Projekt „Forschungsdialog: System Erde“
Mit dem Projekt „Forschungsdialog: System Erde“ hatte das IPN – Leibniz-Institut für die Pädagogik der Naturwissenschaften und der Mathematik in Kiel zu Beginn der Jahrtausendwende die Situation der Geowissenschaften im deutschen Schulunterricht ermittelt, international aktuelle Ansätze der Vermittlung recherchiert, diese im Hinblick auf die Anforderungen an deutschen Schulunterricht analysiert, Lehr-Lernforschung betrieben und schließlich eine Konzeption mit entsprechenden Unterrichtsmaterialien vorgelegt. Dies geschah zusammen mit geowissenschaftlichen Einrichtungen aus dem gesamten Bundesgebiet, Verantwortlichen in den Bildungsministerien, den Fachdidaktiken und Lehrkräften der Biologie, Chemie, Geographie und Physik. 11 Unterrichtsmodule für fachübergreifenden und fächerverbindenden Unterricht und die interaktive CD-ROM „Forschungsdialog: System Erde – Unterrichtsmaterialien für die Sekundarstufe II“ entstanden und wurden Anfang 2006 bundesweit an alle Schulen mit Sekundarstufen II versendet. Die CD-ROM enthält alle Sachinformationen als Hypertexte verlinkt und mit Schlüsselwörten versehen sowie ergänzende Simulationen und Interaktionen. Alle Module stehen als PDF-Files im Archiv des IPN zur Verfügung (https://archiv.ipn.uni-kiel.de/System_Erde/materialien_Sek2_2.html). Für die Grundschulen entstand das Sachbuch „Unsere Erde für Kinder, die die Welt verstehen wollen“, dass 2005 beim Kallmeyer Verlag erschien, ebenfalls mit begleitenden Unterrichtsmaterialien.

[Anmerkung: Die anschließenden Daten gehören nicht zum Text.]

PR #32, opened 2017-07-22
Added resources file and coding style paragraph (resolves #1)

### LINKED ISSUE #1: Style guide for R lectures and courses
See here for initial issue: https://github.com/UofTCoders/council/issues/175

### Initial comments:
Originally from pull request https://github.com/UofTCoders/council/pull/164

@lwjohnst86 :
For the file naming, it might be best to encourage them to follow a standard that has been developed, rather than create their own. Like Google's R style guide https://google.github.io/styleguide/Rguide.xml

@joelostblom :
I agree that the students should follow an already developed style guideline, and I think it is important that we are consistent across the lectures as well.

I think it is trickier to agree on which style to follow, since R does not have official guidelines. I believe Google's recommendations appear to be sound in large, with the exception of using periods in object/variable and column names. This is confusion for me coming from and object oriented language and I would prefer snake case (a.k.a. underscores: variable_name) in variable names and Pascal / upper camel case in column names (ColumnName). But, and I keep saying this, I'm happy to conform to other standards based on advice from the more experienced R-users among us and discussion with the rest of the group.

However, I do believe underscores would be helpful for students if they are ever to read or write code written in another language, where periods have special meaning. This coding style is not without precedence in the R community, e.g. Hadley Wickham's stat 405 course recommends underscores for variable names, as does this R style guide. The most compelling reason to use underscores in our case might be to stay consistent with the recommendations in the tidyverse guidelines (naturally similar to those from stat 405), since we will largely be using packages from the tidyverse and it would be confusing to mix these conventions with those from another style guide. The tidyverse favors underscores for objects, functions, and parameters, e.g. tbl_df, group_by, geom_point, facet_wrap, etc. The tidyverse style guide is the most exhaustive of the ones I have seen, and often includes justifications of the chosen style, which helps understanding and memorization. There is also a package, lintr, for automatically controlling for adherence to the tidyverse guidelines, and I believe this is the syntax checker that is builtin to Rstudio.

Some additional info: Bioconductor recommends lower camel case. Some Swedish research shows that all three styles are common in existing CRAN packages. This is a helpful SO question, with several good answers.

lwjohnst86:
See discussion at #1.

Any comments on the bit about resubmitting and late penalties?

### DIFF
--- a/resources.Rmd
+++ b/resources.Rmd
@@ -1,0 +1,15 @@
+---
+title: "Resources and Additional Information"
+---
+
+## R Coding Style Guide
+
+*All code submitted for grading* will need to conform to the coding style
+guidelines as outline on [this Style Guide](http://style.tidyverse.org/index.html).
+We will be discussing and highlighting how to automatically (or at least
+consistently) use this style as we go through the lectures and labs. If you do
+not follow these guidelines, you will be requested to make the necessary changes
+and resubmit the assignment. The resubmission *still adheres* to the assignment
+deadline and to the *late submission penalty (5% mark/day)*. So for example, if
+we check that the coding style is not followed one day after the deadline and
+you resubmit one day later, that is a *total of 10% penalty* on that assignment.
--- a/resources.Rmd
+++ b/resources.Rmd
@@ -7,9 +7,8 @@ title: "Resources and Additional Information"
 *All code submitted for grading* will need to conform to the coding style
 guidelines as outline on [this Style Guide](http://style.tidyverse.org/index.html).
 We will be discussing and highlighting how to automatically (or at least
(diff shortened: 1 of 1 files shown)


QuLogic:
Resubmitting sounds like too much work for both of us, especially if we tell them how to create consistent formatting (semi- or completely-)automatically. It depends on the course, but some just have style as part of the mark for every assignment.

lwjohnst86:
Fair enough. What about in earlier assignments we left it pass with a warning and with later assignments it's a requirement?

lwjohnst86:
Fair enough. What about in earlier assignments we left it pass with a warning and with later assignments it's a requirement?

PR #33, opened 2017-07-22
changed table styling (light gray odd rows, border lines)

lwjohnst86:
Table rows now have a very light gray for odd rows. Tables have borders on top and bottom for the header row and the bottom border for the last row.

Added MathJax support for nice (future) equations.

### DIFF
--- a/_output.yml
+++ b/_output.yml
@@ -9,4 +9,4 @@ html_document:
         after_body: _includes/footer.html
     theme: lumen # lumen or simplex or sandstone
     # highlight: pygments # or textmate or tango or default?
-    mathjax: "http://example.com/mathjax/MathJax.js?config=TeX-AMS-MML_HTMLorMML"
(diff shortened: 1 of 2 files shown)


_output.yml
```diff
@@ -5,7 +5,8 @@ html_document:
         collapsed: false
         smooth_scroll: false
     include:
+        in_header: _includes/style.html
         after_body: _includes/footer.html
     theme: lumen # lumen or simplex or sandstone
     # highlight: pygments # or textmate or tango or default?
-    #css: _includes/style.css
+    mathjax: "http://example.com/mathjax/MathJax.js?config=TeX-AMS-MML_HTMLorMML"
```
QuLogic: Using a non-existent domain?

lwjohnst86: huh, weird. I swear I used that link before.. Oh well, fixed it

PR #36, opened 2017-07-23
Commands to generate pdf files to put on Blackboard

lwjohnst86:
I've put together commands to create pdf files for uploading to blackboard.

This is currently incomplete though. I'm not sure how I'll make it more automated to generate these pdfs and (maybe) push to a `pdfs` branch or something. Travis I don't think will be good for this.

### DIFF
--- a/.gitignore
+++ b/.gitignore
@@ -3,4 +3,5 @@
 .RData
 .Ruserdata
 _site/
+_pdf/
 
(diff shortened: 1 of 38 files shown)


joelostblom:
@lwjohnst86 Is this where you will upload the commands you made for generating the PDFs today also?

lwjohnst86:
This script can convert the syllabus and assignments to PDFs. Let me know if anyone wants to convert their lesson to a PDF, and I can change that. Otherwise, I'll merge this in.

joelostblom:
I don't think there is a requirement for even handing out the lecture content, so it should be good with assignments and syllabus. We can add lecture PDFs later if we think there is a need for it.

joelostblom (approved):

PR #37, opened 2017-07-23
Script to create html slides based on the Rmd files

lwjohnst86:
Started this so we can discuss what we want the slides to look like (if we are even going to use slides).

The way I envision it is that the same Rmd file will be used for the website, pdf for blackboard (see #36), and for the slides. That way there is less overhead for each of us when developing the lessons.


lwjohnst86:
I've updated the slides generating command. So whenever the website gets updated, the slides will get built as well. They'll also be accessible from the website and the GitHub repo (under gh-pages branch).

I'll merge this in. Any suggested stylistic changes to the slides I'll add it to a new PR.

PR #52, opened 2017-08-16
Determine final assessment date

joelostblom:


joelostblom:
Will make one big request instead

PR #68, opened 2017-08-30
Moved tidy data concept up

lwjohnst86:
It doesn't flow very nicely where it was previously.


joelostblom:
Are you thinking of it like an intro to tidy data? Saying what it is and briefly showing how to do it, but mostly staying with already tidied data frames? I am asking because I think too much reshaping can get quite complex quickly.

lwjohnst86:
Yes, definitely only the overall concepts of tidy data, since dplyr emphasizes that concept. (I think maybe even tidyr would be useful to include since they play nicely off of each other)

joelostblom:
Ok I will include it and then we can adjust based on your feedback.

joelostblom:
I have included `gather` and `spread` in assignment 3 and will have them in the lecture as well.

PR #70, opened 2017-08-31
Moved "more on GitHub" up in schedule

lwjohnst86:
Since they will be working on their projects after my session (Oct 17), it would be a good idea to go into more depth with the GitHub/Git. So I moved the GitHub/Git/Scientific Collaboration right after my last session.

@QuLogic what do you think? Is that fine with you?

Others?


joelostblom (approved):
It makes sense to move the GitHub collaboration lecture. I might want to add a project work session after the GitHub session and move Lina's class until after fall break. But I am not sure if this is a good idea, since your assignment already cover most of the things they should be doing at this point so it might not be necessary and its better to save the project work sessions until later

joelostblom:
Woops, sorry @QuLogic, please provide feedback whether this is ok for you and we can change accordingly.

joelostblom:
Ah ok good, I thought I merged it already. all good then

PR #78, opened 2017-09-06
Fix some small typos.

QuLogic:
I tried to fix the rubric, but I don't know why it renders so poorly on the website vs locally, so I left it as is.


lwjohnst86:
I know why. The column width is determined by the width of the `|---|` portions. So, to fix that, just do something like (I had been planning on doing that tomorrow, but since you've started this...):

```
|-----------|-------------------------------------------------------|-------------------------------------------------------|-------------------------------------------------------|
```

QuLogic:
Well, that looked the same before and after, locally. Hopefully it works here.

joelostblom:
Thanks @QuLogic, I wil merge it so that we can see how it looks on the website.

PR #80, opened 2017-09-06
Try to fix table formatting again

joelostblom:
Merging right away to render on the website


joelostblom:
@QuLogic @lwjohnst86  The final project table looks good in fullscreen now. In halfscreen, the rightmost column is a bit compressed, but we would need to specify some type of evenly divided reflow between column to fix that, instead of just removing width from the last column when the window gets narrower. I don't think this is important at all, especially as reflow looks good on mobile devices, it's only narrow windows on a computer that look a little bit wonky.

Der dem „Forschungsdialog: System Erde“ zugrundeliegende didaktische Ansatz, insbesondere die Vernetzung naturwissenschaftlicher einzelfachlicher Perspektiven mittels Systemkonzept, ist bis heute aktuell und eignet sich in reduzierter Form auch für den interdisziplinären Unterricht in der Sekundarstufe I.